Section 2.1: Universal Gravitation
Universal gravitation is the attractive force between any two masses in the universe. Newton’s Law of Universal Gravitation states that every particle attracts every other particle with a force proportional to the product of their masses and inversely proportional to the square of the distance between them.

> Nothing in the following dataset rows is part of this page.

PR #2421, opened 2026-05-15
C entrypoint fixes

zachcmadsen:
A couple fixes related to https://github.com/microsoft/one-collect/pull/268:

- Recognize `<module>!_start` as a valid top frame
- Bump symbol length by one for dynamic symbols to catch addresses on the symbol end boundary. `_start` seems to be a pathological case

With the one-collect change and these fixes we get a complete stack:

```
+ Process32 workload (140228) Args: workload
 + Thread (140228) CPU=19984ms
  + workload!_start
  |+ libc.so.6!__libc_start_main
  | + libc.so.6!__libc_start_call_main
  |  + workload!main
  |   + workload!run_workload
  |    + workload!hot_loop
  |    + workload!warm_loop
  |    + workload!cold_loop
```

### DIFF
--- a/src/TraceEvent/TraceEventStacks.cs
+++ b/src/TraceEvent/TraceEventStacks.cs
@@ -673,6 +673,14 @@ namespace Microsoft.Diagnostics.Tracing.Stacks
                     return true;
                 }
 
+                // On Linux, <processName>!_start is an ELF entry point for C programs.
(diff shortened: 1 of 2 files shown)


zachcmadsen:
Cc @brianrob

brianrob (approved):
LGTM.  Thanks @zachcmadsen!

PR #2637, opened 2019-04-29
Fix deserialization of bytes chunks larger than 64MB

pentschev:
When chunks of `bytes` are larger than 64MB they get split into multiple 64MB frames within the serializer. When `_deserialize_bytes()` returns only the first frame, it truncates the object and it's unable to deserialize it. The solution is simply to join all the frames.

### DIFF
--- a/distributed/protocol/tests/test_serialize.py
+++ b/distributed/protocol/tests/test_serialize.py
@@ -192,7 +192,7 @@ def test_empty_loads_deep():
 
 
 def test_serialize_bytes():
-    for x in [1, "abc", np.arange(5)]:
+    for x in [1, "abc", np.arange(5), b"ab" * int(100e6)]:
         b = serialize_bytes(x)
         assert isinstance(b, bytes)
         y = deserialize_bytes(b)
--- a/distributed/protocol/tests/test_serialize.py
+++ b/distributed/protocol/tests/test_serialize.py
@@ -192,7 +192,7 @@ def test_empty_loads_deep():
 
 
 def test_serialize_bytes():
-    for x in [1, "abc", np.arange(5), b"ab" * int(100e6)]:
+    for x in [1, "abc", np.arange(5), b"ab" * int(40e6)]:
         b = serialize_bytes(x)
         assert isinstance(b, bytes)
         y = deserialize_bytes(b)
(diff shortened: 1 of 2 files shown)


pentschev:
I'm still writing a test for this, please hold on to merging until then.

distributed/protocol/tests/test_serialize.py
```diff
@@ -192,7 +192,7 @@ def test_empty_loads_deep():
 
 
 def test_serialize_bytes():
-    for x in [1, "abc", np.arange(5)]:
+    for x in [1, "abc", np.arange(5), b"ab" * int(100e6)]:
```
mrocklin:
```suggestion
    for x in [1, "abc", np.arange(5), b"ab" * int(40e6)]:
```

Bringing this down to 80MB still causes the test to fail without the fix, and also reduces the testing time here from about 2s to 1s.

mrocklin:
Thanks for the fix @pentschev .  I have a small suggestion, but am +1 regardless.  You should be able to press the "commit suggestion" button.

distributed/protocol/tests/test_serialize.py
mrocklin: (My apologies if shaving off 1s sounds trivial, but the test suite has thousands of these tests, so we try to be minimal when easy)

pentschev: Yes, I intentionally had it at 200MB to make sure we had more than 2 frames, but no objections in making it smaller, since it will still cover the issue we're fixing.

pentschev: > (My apologies if shaving off 1s sounds trivial, but the test suite has thousands of these tests, so we try to be minimal when easy)

Yes, I know, I also tend to reduce because of that, but I forgot to check how long it was for this one in particular.

pentschev:
@mrocklin the failure doesn't seem to be related to this PR.

mrocklin:
I actually don't see a failure at all.

Regardless, merging.

pentschev:
Thanks @mrocklin !

mrocklin:
Thanks for finding and resolving the bug @pentschev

\( F = G \frac{m_1 m_2}{r^2} \)
- \( F \) is the gravitational force
- \( m_1, m_2 \) are the masses
- \( r \) is the distance between their centers
- \( G = 6.674 \times 10^{-11} \text{ N·m²/kg²} \)
Example 1
Calculate the gravitational force between two 1000 kg masses separated by 2 m.
\( F = G \frac{m_1 m_2}{r^2} = 6.674 \times 10^{-11} \frac{1000*1000}{2^2} = 1.6685 \times 10^{-5} \text{ N} \)
Example 2
Find the gravitational force between Earth (mass \(5.97 \times 10^{24}\) kg) and a 1000 kg satellite 400 km above the surface.
Distance from Earth's center: \( r = 6371 + 400 = 6771 \text{ km} = 6.771 \times 10^6 \text{ m} \)
\( F = G \frac{5.97\times10^{24}*1000}{(6.771\times10^6)^2} \approx 1.38 \times 10^4 \text{ N} \)
Practice Problems
- Two masses of 50 kg and 70 kg are 3 m apart. Find the gravitational force between them.
- A satellite of 500 kg orbits Earth at 500 km above surface. Calculate gravitational force.
- Two planets of mass \(3\times10^{24}\) kg each are 1×10^7 m apart. Find the gravitational force.
- A 1000 kg spacecraft is 10,000 km from a planet of mass 5×10^24 kg. Find gravitational force.
- Two objects of 2 kg each are 0.5 m apart. Compute gravitational attraction.
- A satellite of mass 800 kg is at 300 km altitude. Determine gravitational force from Earth.
- Two asteroids of mass 1×10^12 kg each, separated by 1 km. Find gravitational force.
- A 50 kg astronaut is 2×10^6 m from a small moon of mass 7×10^20 kg. Calculate force.
- Two satellites, each 1000 kg, are 5 km apart. Find gravitational attraction.
- A spacecraft of 2000 kg is 4000 km above a planet of mass 6×10^23 kg. Compute gravitational force.